According to new research at the University of Birmingham, increased consumption of flavanols – a group of molecules that occur naturally in fruit and vegetables – can increase your mental agility.

A team in the University’s School of Sport, Exercise and Rehabilitation Sciences found that people given a cocoa drink containing high levels of flavanols could complete certain cognitive tasks more efficiently than when drinking a non-flavanol enriched-drink.

The study participants also underwent non-invasive brain imaging to measure blood oxygenation levels in the brain. A group of researchers from the University of Illinois showed that participants who had consumed the flavanol-rich drink produced a faster and more significant increase in blood oxygenation levels in response to artificially elevated levels of CO2.

Flavanols, a sub-group of plant flavonoids, are present in cocoa, grapes, apples, tea, berries, and other foods. They are known to have a beneficial effect on cardiovascular health, but their impact on brain health is not well understood. This study, published in Scientific Reports, is the first time the cognitive effects of flavanols in young, healthy subjects and the link with brain blood oxygenation have been investigated.

Lead author, Dr. Catarina Rendeiro, of the University of Birmingham’s School of Sport, Exercise and Rehabilitation Sciences, explains: “We used cocoa in our experiment, but flavanols are extremely common in a wide range of fruit and vegetables. By better understanding the cognitive benefits of eating these food groups, as well as the wider cardiovascular benefits, we can offer improved guidance to people about how to make the most of their dietary choices.”

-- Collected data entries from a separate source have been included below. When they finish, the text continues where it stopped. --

PR #52177, opened 2025-06-24
Add run_on_latest_version support for backfill and clear operations

ephraimbuddy:
With this option, users are able to choose the dag version they want
to run their dag/task after clearing or when running backfill. This
only applies to versioned bundles as non-versioned bundles run with
the latest dag version.

When the user choose the run with latest version, the bundle_version
associated with the dagrun is updated to the latest and the associated
serialized dag version updated to the latest. Choosing not to run
with latest version which is the default means that the bundle version
and serialized dag version that the dag ran with initially would be used
in running it again.

For backfill, there's now --run-on-latest-version flag that makes it run
with the latest version, otherwise it will run with the original bundle
the dagrun was created with. Note that it's only useful when rerunning
a dagrun using backfill. The default behaviour is using the initial bundle/version
and this is intentional otherwise running backfill will fail if there was
task rename in the latest version.

Summary of changes:

- Use SchedulerDagBag instead of DagBag for execution API
- Add run_on_latest_version field to DAGRunClearBody and ClearTaskInstancesBody models
- Add --run-on-latest-version CLI flag for backfill command
- Update backfill.py to support running tasks with latest DAG version
- Add UI checkbox for "Run with latest version" in clear dialogs
- Update SchedulerDagBag to handle latest version parameter
- Update API endpoints to support run_on_latest_version parameter

closes: #49007, closes: #49047

PR #70804, opened 2026-07-31
Limit deadline alerts endpoint to the latest serialized Dag row

### LINKED ISSUE #70779: UI deadlineAlerts endpoint loads all historical serialized DAG rows

Airflow-core

### Apache Airflow version

3.3.0

`GET /ui/dags/{dag_id}/deadlineAlerts` loads every historical `serialized_dag` row for the DAG.

In [`airflow.api_fastapi.core_api.routes.ui.deadlines.get_dag_deadline_alerts`](https://github.com/apache/airflow/blob/main/airflow-core/src/airflow/api_fastapi/core_api/routes/ui/deadlines.py#L176-L180), the lookup is ordered descending but has no SQL `LIMIT`:

```python
serialized_dag = session.scalar(
    select(SerializedDagModel)
    .where(SerializedDagModel.dag_id == dag_id)
    .order_by(SerializedDagModel.id.desc())
)
```

For a DAG with 6,725 historical serialized DAG versions totaling about 4 GiB, PostgreSQL returned all rows and the API process exceeded its memory limit and was OOM-killed.

Add historical rows for one `dag_id`, then request:

```text
/ui/dags/<dag_id>/deadlineAlerts
```

The query should retrieve only the newest serialized DAG row.

The query should include `.limit(1)` before calling `session.scalar()`:

```python
.order_by(SerializedDagModel.id.desc())
.limit(1)
```

This returns only the latest serialized DAG and prevents memory usage from scaling with historical DAG-version count.

### Operating System

_No response_

### Deployment

None

_No response_

_No response_

Not Applicable

### Kubernetes Version

_No response_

In the study, 18 healthy male participants aged between 18 and 40 underwent a standard procedure to challenge the brain’s blood circulation that involves breathing 5% carbon dioxide – about 100 times the normal concentration in air, producing an effect called hypercapnia. Non-invasive near-infrared spectroscopy was used to track the increases in brain oxygenation in the frontal cortex in response to this carbon dioxide challenge.

All participants underwent a test before & after drinking cocoa on two occasions, and on one of those occasions, the drink was enriched with flavanols. Following the carbon dioxide test, the participants were asked to complete several progressively complex cognitive tests.

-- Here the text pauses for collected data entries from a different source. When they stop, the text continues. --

PR #70805, opened 2026-07-31
Support DagBundle based deployment for Coordinator

### LINKED ISSUE #66334: Java-SDK artifact deployment strategies
## Why

How should user deploy their JARs?
We should know the full user-story ourself.

## What

Whether to bind DagBundle with JavaCoordinator config.

jason810496:
- closes: https://github.com/apache/airflow/issues/66334

## Why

Participants who had taken the flavanol-enriched drink had the highest levels of blood oxygenation in response to hypercapnia, reaching levels up to three times higher than participants drinking the non-flavanol-enriched drink. They also achieved these elevated levels 1 minute faster than participants who drank the non-enriched cocoa.

In the cognitive tests, the researchers found significant differences in the speed and accuracy with which volunteers completed the higher complexity tasks, with volunteers who had taken the flavanol-enriched drink performing the tasks 11% faster on average.

“Our results showed a clear benefit for the participants taking the flavanol-enriched drink – but only when the task became sufficiently complicated,” explains Dr. Rendeiro.

“We can link this with our results on improved blood oxygenation – if you’re being challenged more, your brain needs improved blood oxygen levels to manage that challenge. It also further suggests that flavanols might be particularly beneficial during cognitively demanding tasks”.

The researchers also noted a further outcome. Within the study cohort, a small group did not benefit from the flavanol-enriched drink in terms of blood oxygenation levels and did not derive any cognitive benefit. This group was shown to have existing high levels of brain oxygenation responses to start with that were not increased further by drinking the enriched cocoa. “This may indicate that some individuals, that perhaps are already very fit, have little room for further improvement”, explain by Dr. Rendeiro.

“The small group of participants who did not react to the flavanol gives us additional evidence to confirm the link between increased brain blood oxygenation and cognitive ability,” adds Dr. Rendeiro.